Random jitter is timing noise that cannot be predicted. It has no discernable pattern. It will increase in time and is referred to as unbounded and will affect long term reliability.
  • Causes include:
    • Thermal vibrations (noise) of semiconductor crystal structures.
    • White Noise (Less than perfect valence electron mapping due to semi-regular doping density )
    • Process anomalies
    • Flicker Noise ( low frequency applications, normally found in resistors, diodes, transistors, and switches.

Measuring Clock Jitter

A true measure of clock jitter is the accurate position of clock edges over time. The most direct method of examining the placement of edges is by using an oscilloscope. Unfortunately, any jitter measured with a standard oscilloscope is due to trigger instability. As a result, direct waveform measurements using even a very good oscilloscope are not a valid measurement of jitter.

The use of a high performance, wide bandwidth oscilloscope with high-speed clock jitter analysis software, is essential to get a good measurement of clock jitter.

That is not to say that the oscilloscope can not be used to observe jitter.

In the waveform, its peak to peak value may be estimated by adjusting an oscilloscope to display one complete clock cycle. When the scope triggers on the first edge, the period jitter can be seen on the second edge.

Keep in mind that the measured jitter is always larger than the true jitter of the circuit as the measured jitter includes both the jitter of the oscillator and the oscilloscope.

(Left to Right) Low Jitter/High Quality, Medium, High Jitter/Low Quality

Commonly referred to as an “eye diagram” each graph is a cumulative graphical portrait of the edge placement due to noise or jitter. Ideally, sampling occurs at the center of the “eye”. As the edge jitter increases, the apparent eye begins to close.
The better quality the digital signal transmission, the more open white space there should be in the eye.

  • The width of the white space of the final eye diagram is called, simply enough, the eye width. If an eye diagram is composed of enough samples (millions and millions of three time period transitions), the eye width is a good measure of the amount of time, in any given time period, that the data lines are stable. This can give a good idea of how much setup time and hold-time is allowable.

  • The height of the white space of the final eye diagram is called the eye height. If an eye diagram is composed of enough samples (millions and millions of three time period transitions), the eye height can tell where the receiver’s VIH and VIL need to be to sample the data correctly.

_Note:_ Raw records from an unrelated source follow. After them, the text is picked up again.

PR #2883, opened 2026-05-02
Permission logic enhancement

loop-index:
Made some changes to the permission category scoping logic, so it's more intuitive and straightforward.

Before:
- For a category, check if any roles have a permission scoped to that category
- If a list of such roles exists, intersect it with the user's roles
- If no such roles exist, fallback to checking if any roles have the unscoped permission
- Intersect with user's role to check
-> Convoluted, hard to grasp, user permissions is not source of truth

After:
- Get all user roles, then construct a set of all permissions for that user
- Category check: Since RolePermission schema is (site_id, resource_type, resource_category_id, action, ...) we can simplify the category scope check down to an EXIST check
- Check if user has permission with appropriate scope

Also changed cache logic to cache per-user per-permission. Works more intuitively now imo.

### DIFF
--- a/deepwell/migrations/20220906103252_deepwell.sql
+++ b/deepwell/migrations/20220906103252_deepwell.sql
@@ -989,6 +989,8 @@ CREATE TABLE role_permission (
     UNIQUE (site_id, role_id, resource_type, resource_category_id, action)
 );
 
+CREATE INDEX idx_site_perms ON role_permission (site_id, resource_type, resource_category_id, action);
+
 -- User role assignments (many-to-many)
 CREATE TABLE user_role (
     user_id BIGINT NOT NULL REFERENCES known_user(user_id),
--- a/deepwell/src/services/permission/cache.rs
+++ b/deepwell/src/services/permission/cache.rs
@@ -42,7 +42,7 @@ impl PermissionCache {
     /// Build Redis cache key to lookup user permissions for a specific site.
     fn site_user_key(site_id: Option<i64>, user_id: Option<i64>) -> String {
         format!(
-            "site:{}:user:{}",
+            "permission:site:{}:user:{}",
             site_id
                 .map(|id| id.to_string())
                 .unwrap_or(SITE_NOT_SET_KEY.to_owned()),
@@ -61,7 +61,10 @@ impl PermissionCache {
         let category_id_str = resource_category_id
             .map(|id| id.to_string())
             .unwrap_or(DEFAULT_CATEGORY_KEY.to_owned());
-        Cow::Owned(format!("{}:{}:{}", resource, category_id_str, action))
+        Cow::Owned(format!(
+            "permission:{}:{}:{}",
+            resource, category_id_str, action
+        ))
     }
 
     /// Check if an action should be cached.
@@ -129,7 +132,7 @@ impl PermissionCache {
     /// Invalidate the cache for a specific site.
     pub async fn invalidate_site(ctx: &ServiceContext<'_>, site_id: i64) -> Result<()> {
         let mut redis = ctx.redis();
-        let pattern = format!("site:{}:*", site_id);
+        let pattern = format!("permission:site:{}:*", site_id);
         let make_error = || {
             Error::new(
                 format!("Failed to invalidate permission cache for site {}", site_id),
--- a/deepwell/src/services/permission/cache.rs
+++ b/deepwell/src/services/permission/cache.rs
@@ -95,10 +95,7 @@ impl PermissionCache {
                 Error::new("Permission cache read error", ErrorType::Permission)
             })?;
 
-        Ok(match has_permission {
-            Some(val) => Some(val == "1"),
-            None => None,
-        })
+        Ok(has_permission.map(|val| val == "1"))
     }
 
     /// Set a user's permission value in the cache.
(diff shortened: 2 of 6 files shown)


deepwell/migrations/20220906103252_deepwell.sql
```diff
@@ -989,6 +989,8 @@ CREATE TABLE role_permission (
     UNIQUE (site_id, role_id, resource_type, resource_category_id, action)
 );
 
+CREATE INDEX idx_site_perms ON role_permission (site_id, resource_type, resource_category_id, action);
```
emmiegit, line 992: I'm curious if this is actually needed. When you do an `EXPLAIN` with and without, is it able to leverage the `UNIQUE` index above to do the same work, or is it slower?

deepwell/src/services/permission/cache.rs
```diff
@@ -31,22 +31,37 @@ use ftml::info;
...
 
 #[allow(dead_code)]
 impl PermissionCache {
-    /// Build Redis cache key for a permission hash.
-    fn key(site_id: i64, resource_type: Resource, action: Action) -> String {
-        format!("perm:{}:{}:{}", site_id, resource_type, action)
+    /// Build Redis cache key to lookup user permissions for a specific site.
+    fn site_user_key(site_id: Option<i64>, user_id: Option<i64>) -> String {
+        format!(
+            "site:{}:user:{}",
```
emmiegit: This format makes sense, but is no longer namespaced liked before. I think it makes sense to prepend both keys with `permission:`.
```suggestion
            "permission:site:{}:user:{}",
```

deepwell/src/services/permission/cache.rs
```diff
@@ -31,22 +31,37 @@ use ftml::info;
...
+    /// Build a hash field key for the permission
+    fn permission_key(
+        resource: Resource,
+        resource_category_id: Option<i64>,
+        action: Action,
+    ) -> Cow<'static, str> {
+        let category_id_str = resource_category_id
+            .map(|id| id.to_string())
+            .unwrap_or(DEFAULT_CATEGORY_KEY.to_owned());
+        Cow::Owned(format!("{}:{}:{}", resource, category_id_str, action))
```
emmiegit:
```suggestion
        Cow::Owned(format!("permission:{}:{}:{}", resource, category_id_str, action))
```

deepwell/src/services/permission/cache.rs
```diff
@@ -58,97 +73,63 @@ impl PermissionCache {
...
+            })?;
 
         Ok(())
     }
 
+    /// Invalidate the cache for a specific site.
     pub async fn invalidate_site(ctx: &ServiceContext<'_>, site_id: i64) -> Result<()> {
         let mut redis = ctx.redis();
-        let pattern = format!("perm:{}:*", site_id);
+        let pattern = format!("site:{}:*", site_id);
```
emmiegit:
```suggestion
        let pattern = format!("permission:site:{}:*", site_id);
```

deepwell/src/services/permission/resolvers.rs
```diff
@@ -53,16 +53,19 @@ impl CategoryResolver for PageCategoryResolver {
...
-            Reference::Id(id) => Ok(Some(id)),
+            Reference::Id(id) => Ok(Some(*id)),
             Reference::Slug(slug) => {
-                let category =
-                    CategoryService::get_optional(ctx, site_id, Reference::Slug(slug))
-                        .await?;
+                let category = CategoryService::get_optional(
+                    ctx,
+                    site_id,
+                    Reference::Slug(slug.clone()),
```
emmiegit: Nitpick:
```suggestion
                    Reference::Slug(cow!(&slug)),
```

emmiegit (approved):
I agree, I think this new approach is a lot more comprehensible / easy to understand. Thanks for this!

deepwell/migrations/20220906103252_deepwell.sql
loop-index: with:
```
 Limit  (cost=0.14..7.95 rows=1 width=4) (actual time=0.034..0.034 rows=0 loops=1)
   Buffers: shared hit=1
   ->  Index Only Scan using idx_site_perms on role_permission  (cost=0.14..7.95 rows=1 width=4) (actual time=0.033..0.033 rows=0 loops=1)
         Index Cond: ((site_id = 1) AND (resource_type = 'page'::text) AND (resource_category_id = 5) AND (action = 'view'::text))
         Heap Fetches: 0
         Buffers: shared hit=1
 Planning Time: 0.077 ms
 Execution Time: 0.061 ms
(8 rows)
```

without:
```
 Limit  (cost=0.27..4.29 rows=1 width=4) (actual time=0.045..0.045 rows=0 loops=1)
   Buffers: shared hit=5
   ->  Index Only Scan using role_permission_site_id_role_id_resource_type_resource_cate_key on role_permission  (cost=0.27..4.29 rows=1 width=4) (actual time=0.044..0.044 rows=0 loops=1)
         Index Cond: ((site_id = 1) AND (resource_type = 'page'::text) AND (resource_category_id = 5) AND (action = 'view'::text))
         Heap Fetches: 0
         Buffers: shared hit=5
 Planning:
   Buffers: shared hit=107
 Planning Time: 0.806 ms
 Execution Time: 0.083 ms
(10 rows)
```
Pretty interesting, I thought the excess `role_id` in the unique constraint index will break it out of the index scan or something but seems like postgres is able to resolve it. I think the only concern remaining is index size, since there's one more dimension to store.

PR #2893, opened 2026-05-06
[Experiment] Add request context to store common request metadata

loop-index:
Attempt to enhance request cycle by passing common request data (user session, site ID, page reference) out-of-band through request headers.

Request context flow:
- In Framerail, session token is fetched from cookies and optional site ID + page ref is passed down from frontend. `RequestContext` constructed from these data.
- Utilize JSONRPC client's `ClientParams` hook to receive this context and populate the appropriate HTTP headers
- Created a middleware layer on deepwell to extract these headers and reconstruct the `RequestContext` on backend. This is then persisted in the `Extensions` parameter of the JSONRPC module [docs](https://docs.rs/jsonrpsee-server/0.26.0/jsonrpsee_server/struct.ServerBuilder.html#method.set_http_middleware)
- During JSONRPC method registration, extract the request context from `Extensions` and store it in `ServiceContext`. Now all downstream services can access this data.

By making this an OOB flow, existing endpoints can be gradually migrated to this new pattern. I've included a proof-of-concept with `pageEditPermission` endpoint. It now passes no arguments and rely entirely on the RequestContext to carry necessary data.

This data also matches the permission context, so my future plan is to migrate the permission fetch entirely to pre-method as well.


deepwell/src/endpoints/page.rs
```diff
@@ -233,20 +233,28 @@ pub async fn page_edit(
 
 pub async fn page_edit_permission(
     ctx: &ServiceContext<'_>,
-    params: Params<'static>,
+    _params: Params<'static>,
 ) -> Result<PageEditPermissionOutput> {
-    let input: PageEditPermission = parse!(params, Page);
+    let request_ctx = ctx.request_context();
```
emmiegit: Nitpick: I think `request_context` is a bit redundant of a name given it's already part of a "context" object. Maybe just `request`?

deepwell/src/endpoints/page.rs
```diff
@@ -233,20 +233,28 @@ pub async fn page_edit(
...
+    let page_reference = request_ctx.page_reference().cloned().ok_or_else(|| {
+        Error::new(
+            "page reference is required for edit permission check",
+            ErrorType::Page,
+        )
+    })?;
```
emmiegit: Given that these "cannot proceed without required data" checks will be prevalent with this new context struct, we should make fetch methods for them. Like a `.page_ref()` that returns `Result` / error if not present.

deepwell/src/endpoints/page.rs
```diff
@@ -233,20 +233,28 @@ pub async fn page_edit(
...
+
     info!(
-        "Checking edit permission for page {:?} in site ID {}",
-        input.page, input.site_id,
+        "Checking edit permission for page {:?} in site ID {:?}",
+        page_reference,
+        request_ctx.site_id().unwrap()
```
emmiegit: Same deal here. Instead of doing `unwrap()` everywhere (which as a very strong assertion, we should avoid except for obvious cases), we should extract desired fields at the start with the error handling, and then use those bindings throughout.

deepwell/src/middleware.rs
```diff
@@ -0,0 +1,98 @@
...
+    S: Service<Request<Body>>,
+{
+    type Response = S::Response;
+    type Error = S::Error;
+    type Future = S::Future;
+
+    fn poll_ready(
+        &mut self,
+        cx: &mut Context<'_>,
+    ) -> Poll<std::result::Result<(), Self::Error>> {
```
emmiegit: Nitpick: We have the `StdResult` alias for the stdlib type.

deepwell/src/middleware.rs
```diff
@@ -0,0 +1,98 @@
...
+        self.service.poll_ready(cx)
+    }
+
+    fn call(&mut self, mut request: Request<Body>) -> Self::Future {
+        let session_token: Option<String> = request
+            .headers()
+            .get("X-Session-Token")
```
emmiegit: In wws, I've been making sure all internal headers are `X-Wikijump-` prefixed. I think it would be good for us to maintain something similar (maybe `X-Deepwell-`?) here even though these requests aren't ever from outside HTTP clients.

emmiegit (commented):
I never thought of using the HTTP middleware like this! I kept thinking of parsing out the JSONRPC body in some way, I think is a better solution.

I had some comments, mostly about use semantics for the added concepts.

emmiegit (approved):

Ideal Minimum Jitter Scope Screen Shot

Excessive Jitter Screen Shot

Ways to Reduce Jitter

  • A well filtered power supply.
    • The main factor that can contribute to clock jitter is the presence of significant voltage drops in a design’s power supply. The device power and the ground input pins should have proper routing on the pcb and maintain a stable device voltage at all times.
  • A well designed board layout.
    • Good layout is all about keeping noisy currents from cross-coupling to the clock and signal lines. Adequate single ground plane is needed to prevent ground bounce and spurious oscillations.
  • Careful clock selection in designing phase
  • Limit I/O and CPU activity on the device.
  • Provide a proper filtering for PLL power supply input pins
  • Provide a reference clock clear from frequency noise.
  • On systems where clock jitter is beyond the acceptable AC requirements of the system, add a series RC circuit (RXFC + CXFC) to the XFC pin to provide a PLL noise rejections, allowing quick recovery of PLL lock conditions for wider frequency bandwidth.


In conclusion, various methods are employed to generate clock frequencies. Time spent to determine system needs in the design phase will result in fewer problems and less time spent correcting them later on. It will also help determine a cost-effective approach for each application.